**Collected data entries:**
--- START ---

PR #115, opened 2020-07-22
Timer Simulation

sugamarora99:


BSP/Simulator/DataGeneration/simulate.py
```diff
@@ -44,6 +48,8 @@ def display(battery=None):  #print watchdog countdown
     global frequency 
     frequency = PLL.Get_Frequency()
 
+    #Timer.Tick()
```
ClarkPoon, line 51: Can you remove this code if we are not using it?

--- END ---

**Work order:** Could you return all of the data exactly as written?

**Solution for this problem:**
PR #115, opened 2020-07-22
Timer Simulation

sugamarora99:


BSP/Simulator/DataGeneration/simulate.py
```diff
@@ -44,6 +48,8 @@ def display(battery=None):  #print watchdog countdown
     global frequency 
     frequency = PLL.Get_Frequency()
 
+    #Timer.Tick()
```
ClarkPoon, line 51: Can you remove this code if we are not using it?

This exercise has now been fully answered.